══ Stored data ══
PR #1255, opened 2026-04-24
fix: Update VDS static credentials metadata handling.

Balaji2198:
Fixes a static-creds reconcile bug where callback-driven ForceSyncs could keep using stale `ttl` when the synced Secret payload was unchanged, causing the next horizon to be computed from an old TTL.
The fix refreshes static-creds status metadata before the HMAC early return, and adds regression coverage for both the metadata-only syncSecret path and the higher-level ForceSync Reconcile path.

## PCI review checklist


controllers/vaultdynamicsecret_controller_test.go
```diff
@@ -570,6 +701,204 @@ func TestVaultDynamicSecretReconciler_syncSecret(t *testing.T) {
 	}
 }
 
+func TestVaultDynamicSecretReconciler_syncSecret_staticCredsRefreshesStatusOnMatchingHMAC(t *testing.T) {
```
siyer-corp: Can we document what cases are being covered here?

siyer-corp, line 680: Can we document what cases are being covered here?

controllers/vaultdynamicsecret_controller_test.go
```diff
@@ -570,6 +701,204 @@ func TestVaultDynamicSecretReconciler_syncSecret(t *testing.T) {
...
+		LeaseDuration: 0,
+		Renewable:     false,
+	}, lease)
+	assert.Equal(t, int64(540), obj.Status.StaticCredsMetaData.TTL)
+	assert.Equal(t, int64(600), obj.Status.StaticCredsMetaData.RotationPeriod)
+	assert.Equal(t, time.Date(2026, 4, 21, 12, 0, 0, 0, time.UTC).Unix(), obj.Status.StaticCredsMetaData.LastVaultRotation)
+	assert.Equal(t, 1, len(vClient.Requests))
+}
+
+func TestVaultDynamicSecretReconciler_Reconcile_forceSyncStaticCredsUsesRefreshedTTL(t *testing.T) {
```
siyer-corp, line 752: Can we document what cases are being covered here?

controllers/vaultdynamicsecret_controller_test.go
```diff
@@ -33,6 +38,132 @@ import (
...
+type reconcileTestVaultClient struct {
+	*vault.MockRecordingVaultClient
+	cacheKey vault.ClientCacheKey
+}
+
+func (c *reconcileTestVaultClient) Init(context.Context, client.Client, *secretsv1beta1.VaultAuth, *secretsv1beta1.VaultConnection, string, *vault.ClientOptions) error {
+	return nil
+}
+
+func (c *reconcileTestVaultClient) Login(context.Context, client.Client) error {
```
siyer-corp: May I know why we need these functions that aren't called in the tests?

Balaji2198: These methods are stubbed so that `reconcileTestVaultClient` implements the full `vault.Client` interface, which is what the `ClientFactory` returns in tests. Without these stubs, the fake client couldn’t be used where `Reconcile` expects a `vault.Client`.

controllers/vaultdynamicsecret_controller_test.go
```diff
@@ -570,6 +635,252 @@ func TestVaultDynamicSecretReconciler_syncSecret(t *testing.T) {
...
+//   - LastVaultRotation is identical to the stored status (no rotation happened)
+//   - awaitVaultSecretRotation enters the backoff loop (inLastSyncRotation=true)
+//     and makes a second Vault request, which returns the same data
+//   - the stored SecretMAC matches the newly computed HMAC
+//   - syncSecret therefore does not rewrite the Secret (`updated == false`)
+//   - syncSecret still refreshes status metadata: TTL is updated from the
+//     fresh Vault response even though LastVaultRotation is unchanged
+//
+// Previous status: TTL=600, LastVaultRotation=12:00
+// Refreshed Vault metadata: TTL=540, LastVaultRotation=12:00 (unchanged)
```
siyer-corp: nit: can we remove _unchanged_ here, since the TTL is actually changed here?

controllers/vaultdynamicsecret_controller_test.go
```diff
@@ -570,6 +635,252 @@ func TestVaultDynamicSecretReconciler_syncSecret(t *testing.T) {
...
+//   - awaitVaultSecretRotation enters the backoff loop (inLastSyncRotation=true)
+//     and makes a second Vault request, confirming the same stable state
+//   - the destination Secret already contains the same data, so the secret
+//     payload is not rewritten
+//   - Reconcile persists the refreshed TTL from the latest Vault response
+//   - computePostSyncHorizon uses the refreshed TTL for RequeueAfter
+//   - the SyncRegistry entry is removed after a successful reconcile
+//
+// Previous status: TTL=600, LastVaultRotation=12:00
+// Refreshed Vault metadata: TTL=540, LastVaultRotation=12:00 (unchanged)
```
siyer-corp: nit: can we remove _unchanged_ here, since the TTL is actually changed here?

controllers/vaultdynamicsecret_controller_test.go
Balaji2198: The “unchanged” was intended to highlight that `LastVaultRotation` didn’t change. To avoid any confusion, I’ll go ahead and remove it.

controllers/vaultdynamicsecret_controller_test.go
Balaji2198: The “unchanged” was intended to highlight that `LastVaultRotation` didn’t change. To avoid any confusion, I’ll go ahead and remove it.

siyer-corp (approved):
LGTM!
═══
_Task directions:_
In the data above, copy every line where the string "tests" appears.

_Worked solution:_
siyer-corp: May I know why we need these functions that aren't called in the tests?
Balaji2198: These methods are stubbed so that `reconcileTestVaultClient` implements the full `vault.Client` interface, which is what the `ClientFactory` returns in tests. Without these stubs, the fake client couldn’t be used where `Reconcile` expects a `vault.Client`.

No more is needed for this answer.